Jack80 · 13/07/2020 19:11

Each to their own I am 40 this year and I wouldn't but I have two teenagers and miscarried in 2014. I didnt want anymore but you do hear about women having first babies late on in life.

frenchgrey2 · 13/07/2020 19:16

This thread resonates at the moment. A family member is planning to undergo treatment and will be nearly 50 if all goes to plan. Has been with partner since early 40s. Says she will kick herself if she never tries. I can't understand how this has never come up before. She says she never really looked into it/thought she was too old/ thought people would judge. Doesn't get involved with any children in the family, has no friends with children, GP on one side no longer here and on other side will be close to 80. I understand the longing for a child but do not understand only trying now and personally think it is maybe too late

frenchgrey2 · 13/07/2020 19:16

This thread resonates at the moment. A family member is planning to undergo treatment and will be nearly 50 if all goes to plan. Has been with partner since early 40s. Says she will kick herself if she never tries. I can't understand how this has never come up before. She says she never really looked into it/thought she was too old/ thought people would judge. Doesn't get involved with any children in the family, has no friends with children, GP on one side no longer here and on other side will be close to 80. I understand the longing for a child but do not understand only trying now and personally think it is maybe too late

BeijingBikini · 13/07/2020 19:17

The practical issues of having to be a carer for a loved one could happen at any age

Oh come on, you know that statistically it is a helluva lot more likely in old age. "But a young parent could die too" is hardly a good argument, if any of us could die at any minute then we should never have kids.
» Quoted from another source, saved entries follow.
PR #271379, opened 2025-10-14
feat: add PascalCase helper with edge-case tests

youssefnabil2030:
- Handles multiple underscores, leading/trailing underscores
- Handles acronyms (HTML_API -> HtmlApi)
- Includes unit tests

### DIFF
--- a/src/vs/editor/contrib/customTransform/pascalCase.test.ts
+++ b/src/vs/editor/contrib/customTransform/pascalCase.test.ts
@@ -1,0 +1,19 @@
+import { toPascalCase } from './pascalCase';
+import * as assert from 'assert';
+
+// Basic test
+assert.strictEqual(toPascalCase('FOO_BAR'), 'FooBar');
+
+// Double underscores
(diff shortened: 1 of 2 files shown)


aeschli:
How is VS Code using this?

youssefnabil2030:
> How is VS Code using this?

Hi @aeschli 👋

Thanks for the review!

The purpose of this helper is to normalize identifiers and keys that need to follow PascalCase naming across the codebase — for example, when generating command IDs, variable names, or labels used by extensions.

In old age these health issues go from rare to very likely.

Shell4429 · 13/07/2020 19:25

@wildone84 my youngest son has autism and is my world. I was 28 when I had him. Since then I found out his father was on the spectrum and I am pretty sure I am too, also my dad and brothers. I don’t think it’s the age of the parent that contributes to autism, rather that someone who has it themselves might be inclined to have children later in life. Anecdotally I have realised that autism is inherited. I don’t know anyone who has it without it being in the family, even if those people don’t realise they have it ... yet.
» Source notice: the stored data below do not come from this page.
PR #271397, opened 2025-10-14
Support advanced settings.

### LINKED ISSUE #270142: Settings: Support advanced setting registration
We've had some cases in which extensions like Copilot Chat has the need for having advanced settings that aren't exposed to the user in the Settings UI or JSON editor. But over time we had to compensate for this and augment the JSON schema of the JSON editor to somewhat support this scenario.

Let's simply come up with an **advanced settings** concept. An advanced setting should be still registered with an `advanced: true` property. But:

- By default, users should not be able to discover advanced settings via the Settings UI or JSON editor.
- Unless they toggle `View advanced settings` (this can either be a setting or a global state value).
- (Optional) Insiders have `View advanced settings` set to `true`, by default.

sandy081:
Fixes #270142


src/vs/workbench/api/common/configurationExtensionPoint.ts
```diff
@@ -119,9 +119,24 @@ const configurationEntrySchema: IJSONSchema = {
...
+										'experimental',
+										'telemetry',
+										'usesOnlineServices',
+									],
+									enumDescriptions: [
+										nls.localize('accessibility', 'Accessibility settings'),
+										nls.localize('advanced', 'Advanced settings are hidden by default in the Settings editor unless the user chooses to show advanced settings.'),
+										nls.localize('experimental', 'Experimental settings'),
+										nls.localize('telemetry', 'Telemetry settings'),
+										nls.localize('usesOnlineServices', 'Settings that use online services')
```
rzhao271, line 136: We have some more tags accessible through the filter icon on the right of the Settings editor input. Would it make sense to add `preview` considering there's also `experimental`?

Settings editor tags

src/vs/workbench/contrib/preferences/browser/settingsEditor2.ts
```diff
@@ -1727,6 +1737,10 @@ export class SettingsEditor2 extends EditorPane {
 			this.viewState.languageFilter = parsedQuery.languageFilter;
 		}
 
+		if (showAdvanced !== this.viewState.tagFilters?.has(ADVANCED_SETTING_TAG)) {
```
rzhao271, line 1740: I'm wondering why this tag requires waiting for a refresh?

rzhao271 (changes requested):
The feature request seems to be for a new "show advanced settings" toggle within the UI and JSON Settings editors. Would it make more sense for the toggle to be a setting? Tags, such as the preview tag, currently act more as filters rather than as on/off toggles.

sandy081:
> The feature request seems to be for a new "show advanced settings" toggle within the UI and JSON Settings editors. Would it make more sense for the toggle to be a setting? Tags, such as the preview tag, currently act more as filters rather than as on/off toggles.

Thats right. After discussing locally, we decided to have this similar to tag filtering except that advanced settings are not visible by default. IMO when user want to see advanced settings, showing them only would be helpful. We can later introduce the setting/state to show the advanced settings by default or not

src/vs/workbench/api/common/configurationExtensionPoint.ts
sandy081: Done

src/vs/workbench/contrib/preferences/browser/settingsEditor2.ts
sandy081: To update the TOC and Settings Entries:

https://github.com/microsoft/vscode/blob/2eaa41bb253b0ecbf4a31a1f59d1904b96d50c9c/src/vs/workbench/contrib/preferences/browser/settingsEditor2.ts#L1409

rzhao271: Don't the other tags update those automatically? I'm not sure why the advanced tag requires additional processing compared to other tags such as experimental.

src/vs/workbench/contrib/preferences/browser/settingsEditor2.ts
```diff
@@ -1397,9 +1398,17 @@ export class SettingsEditor2 extends EditorPane {
...
 		const groups = this.defaultSettingsEditorModel.settingsGroups.slice(1); // Without commonlyUsed
+		const coreSettingsGroups = [], extensionSettingsGroups = [];
+		for (const group of groups) {
+			if (group.extensionInfo) {
+				extensionSettingsGroups.push(group);
+			} else {
+				coreSettingsGroups.push(group);
+			}
+		}
+		const filter = this.viewState.tagFilters?.has(ADVANCED_SETTING_TAG) ? undefined : { exclude: { tags: [ADVANCED_SETTING_TAG] } };
```
rzhao271, line 1409: Note to self: confirmed that this line explains why there's exclude logic. If no advanced tag then exclude those settings.

rzhao271 (approved):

Cotswoldmama · 13/07/2020 19:33

For a first I would say no as I'd feel that if someone really wants a child it would be sad for them not to. They could adopt though. I do find it odd to have a child at that age if they already have one or more as there are so many risks involved.

Finonia · 13/07/2020 19:37

I had my children “late,” my first was ivf at 39 and my second came along at 41, if I found out I was pregnant now I’d probably be horrified but then if I hadn’t had the previous 7 years of looking after children I’d probably take it in my stride. I can’t speak for children embarrassed by older parents though and I hope my boys will not feel that way But it’s something to consider....

happybunny03 · 13/07/2020 19:52

This is very subjective and depends on a number of factors... I personally think a good 45+ year old mum is much better than a crappy one in her 20s or 30s. I think also it’s generally true that you are a better parent the older you are, you simply have more life experience and maturity. The downside is you are more likely to be tired and have fewer ‘quality’ years with your child/ren.

If your friend is ready to be a parent and deal with all the challenges it brings, believes she will be a good mum and will do her best to provide a happy and stable life for her child, then I wish her all the best...

Just another factor for her to potentially consider is what support network her child will have - is it just her (and her partner?) or are there close friends and family who will be there for the child (even when they reach young adulthood) if anything were to happen to her. I think this is something that all people should consider tbh - no one can predict the future (sorry, sounds a bit pessimistic - I recently put my will together and was forced to consider these things!)